Recommended Activities
- Actively participate in online data communities and forums (e.g., Stack Overflow, Kaggle).
- Attend webinars and virtual conferences on data analytics and internal consulting trends.
- Read industry blogs and publications to stay current with new tools and methodologies.
- Take advantage of our internal learning platform for courses on business acumen and specific software.
- Seek out opportunities to shadow senior consultants to understand their project approach and client interactions.
Career Progression Pathways
Entry Paths to This Role
- Path: University Graduate (Quantitative Field)
- Time: 0-1 year post-graduation
- Path: Data Bootcamp Graduate
- Time: 0-1 year post-bootcamp
- Path: Career Changer (from Analytical Role)
- Time: 1-2 years in a related analytical role (e.g., Finance Analyst, Business Analyst)
Career Progression From This Role
- Pathway: Data Consultant (Level 2)
- Time: 2-3 years in the Associate role
Long Term Vision Potential Roles
- Title: Senior Data Consultant (Level 3)
- Time: 5-8 years from entry
- Title: Lead Data Consultant (Level 4)
- Time: 8-12 years from entry
- Title: Principal Data Consultant (Level 5)
- Time: 12-16 years from entry
Sector Mobility
The skills you'll gain here – data analysis, problem-solving, business acumen, and internal consulting – are highly transferable.

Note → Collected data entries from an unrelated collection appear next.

PR #276, opened 2022-09-28
[LMS-469] Extract enrollments and students from GraphQL

sgonzalezgap:


src/canvas-extractor/edfi_canvas_extractor/graphql/students.py
```diff
@@ -0,0 +1,77 @@
...
+        a list of Canvas Users objects
+    sync_db: sqlalchemy.engine.base.Engine
+        an Engine instance for creating database connections
+
+    Returns
+    -------
+    DataFrame
+        a Students API DataFrame with the current and previously fetched data
+    """
+    students_df: DataFrame = _sync_without_cleanup(to_df(students), sync_db)
```
stephenfuqua, line 46: Comparing the Student list created by the old extractor and your update, there are four extra students now. Apparently we had a bug before that we didn't know about! And now the bug is fixed 😄 .

src/canvas-extractor/edfi_canvas_extractor/graphql/extractor.py
```diff
@@ -45,8 +73,8 @@ def get_from_canvas(self, query: str):
         Dict JSON Object
         """
 
-        GRAPHQL_URL = f"{self.base_url}/api/graphql"
-        GRAPHQL_AUTH = {'Authorization': f'Bearer {self.access_token}'}
+        GRAPHQL_URL = f"{self.url}/api/graphql"
+        GRAPHQL_AUTH = {'Authorization': f'Bearer {self.token}'}
 
         try:
             fetch = requests.post(
```
stephenfuqua, line 80: I just ran the GraphQL query in Postman, with page size of only 20. I got a gateway 504 error. Then tried again a few seconds later. It completed, but it took 48.67 seconds to run. 

We might need to add a parameter to control the timeout setting on the request. This should probably be a separate ticket though.

src/canvas-extractor/edfi_canvas_extractor/graphql/extractor.py
```diff
@@ -105,23 +135,81 @@ def extract(self, body) -> None:
...
+                        "sis_user_id": users["sisId"],
+                        "created_at": users["createdAt"],
+                        "name": users["name"],
+                        "email": users["email"],
+                        "login_id": users["loginId"],
+                    })
+
+                    self.enrollments.append({
+                        "id": enrollment["_id"],
+                        "user_id": users["name"],
```
stephenfuqua, line 153: Small bug here. Should be:
```suggestion
                        "user_id": users["_id"],
```

src/canvas-extractor/edfi_canvas_extractor/extract_graphql.py
```diff
@@ -75,10 +109,13 @@ def run(arguments: MainArguments) -> None:
 
     for account in accounts:
         _id = getattr(account, "id")
```
stephenfuqua, line 111: Let's add a logging statement to help us know which accounts are available:

```suggestion
        _id = getattr(account, "id")
        logger.info(f"Getting data for account ID {_id}")
```

src/canvas-extractor/edfi_canvas_extractor/extract_graphql.py
```diff
@@ -75,10 +109,13 @@ def run(arguments: MainArguments) -> None:
...
-        gql.set_account(_id)
-        gql.set_dates(arguments.start_date, arguments.end_date)
+        gql = GraphQLExtractor(
+            arguments.base_url,
+            arguments.access_token,
+            _id,
+            arguments.start_date,
+            arguments.end_date
+            )
         gql.run()
```
stephenfuqua, line 119: We are not getting any files for account_id = 2. There is a scope problem: note that `gql` is instantiated on line 112, inside the `for` loop. However, we then use `gql` _outside_ the for loop, starting at line 124. Thus we end up only getting the data from the last account in the list from `get_accounts`.

stephenfuqua (changes requested):

src/canvas-extractor/edfi_canvas_extractor/graphql/extractor.py
stephenfuqua: https://stackoverflow.com/questions/38965086/why-is-default-timeout-for-python-requests-get-different-for-different-machine

I have seen a couple of other articles mentioning this too: there is no default timeout setting. So this will just run until there is completion or a gateway timeout. That's fine with me. Therefore no new ticket is needed at this time, and we will not add a timeout setting to the `request.post` command.

src/canvas-extractor/edfi_canvas_extractor/extract_graphql.py
sgonzalezgap: applied changes

saa14:
Overall, the changes look great, and the `GraphQL` results appear to have the same section-associations as seen in `REST API` results. A few queries/suggestions:
- QUERY: I noticed we use the `canvasapi` package for `CanvasObject` class in the `api` module. However, we created a new similar class in  `graphql\canvas_object.py` and then used it in `graphql\canvas_helper.py`. I think the one coming from the package is not much different from what we have in the `graphql` code. Am I missing something?
- QUERY: Are we planning on adding unit tests for GraphQL like we have for the rest api code in a separate ticket? Or should we include it (or modify existing tests) as we go along these tickets?
- SUGGESTION: More descriptive commit messages and smaller multiple commits with a limited scope would be helpful for code reviews/future work as the Tools team is still a bit new to the codebase.

src/canvas-extractor/edfi_canvas_extractor/graphql/extractor.py
sgonzalezgap: Changes applied

src/canvas-extractor/edfi_canvas_extractor/graphql/extractor.py
```diff
@@ -4,33 +4,53 @@
...
-        self.data = None
+        Parameters
+        -----------
+        url: str
+            Base URL to connect to Canvas
+        token: str
+            Secret to get access to Canvas
+        """
         self.courses = list()
+        self.data = False
```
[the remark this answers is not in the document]
stephenfuqua: I like this suggestion.

stephenfuqua:
> * QUERY: I noticed we use the `canvasapi` package for `CanvasObject` class in the `api` module. However, we created a new similar class in  `graphql\canvas_object.py` and then used it in `graphql\canvas_helper.py`. I think the one coming from the package is not much different from what we have in the `graphql` code. Am I missing something?

I think there is a transition in process away from the `canvasapi` package to our own code. I agree that we don't need to use `canvasapi` just for plain objects, if doing so makes it more difficult to map the GraphQL results into objects that we can use.

> * QUERY: Are we planning on adding unit tests for GraphQL like we have for the rest api code in a separate ticket? Or should we include it (or modify existing tests) as we go along these tickets?

I should have noticed that with the first ticket :-). For LMS-469, let's try to move forward without additional tests. But for the next stories, @sgonzalezgap please start adding unit tests.

> * SUGGESTION: More descriptive commit messages and smaller multiple commits with a limited scope would be helpful for code reviews/future work as the Tools team is still a bit new to the codebase.

Yes, I agree please 😁 .

saa14 (approved):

You could move into external consulting, product analytics, data science, or even business operations roles in other companies or industries. The world is your oyster, really.
How Zavmo Delivers This Role's Development
DISCOVER Phase: Skills Gap Analysis
Zavmo maps your current competencies against all requirements in this job description through conversational assessment. We evaluate your foundation skills (communication, strategic thinking), functional skills (CRM expertise, negotiation), and readiness for career progression.
Output: Personalised skills gap heat map showing strengths and priorities, estimated time to competency, neurodiversity accommodations.
DISCUSS Phase: Personalised Learning Pathway
Based on your DISCOVER results, Zavmo creates a personalised learning plan prioritised by impact: foundation skills first, then functional skills. We adapt to your learning style, pace, and neurodiversity needs (ADHD, dyslexia, autism).
Output: Week-by-week schedule, each module linked to specific job responsibilities, checkpoints and milestones.
DELIVER Phase: Conversational Learning
Learn through conversation, not boring modules. Zavmo uses 10 conversation types (Socratic dialogue, role-play, coaching, case studies) to build competence. Practice difficult QBR presentations, negotiate tough renewals, and handle churn conversations in a safe AI environment before facing real clients.
Example: "For 'Stakeholder Mapping', Zavmo will guide you through analysing a complex enterprise account, identifying key decision-makers, and building an engagement strategy."
DEMONSTRATE Phase: Competency Assessment
Zavmo automatically builds your evidence portfolio as you learn. Every conversation, practice scenario, and application example is captured and mapped to NOS performance criteria. When ready, your portfolio supports OFQUAL qualification claims and demonstrates competence to employers.
Output: Competency matrix, evidence portfolio (downloadable), qualification readiness, career progression score.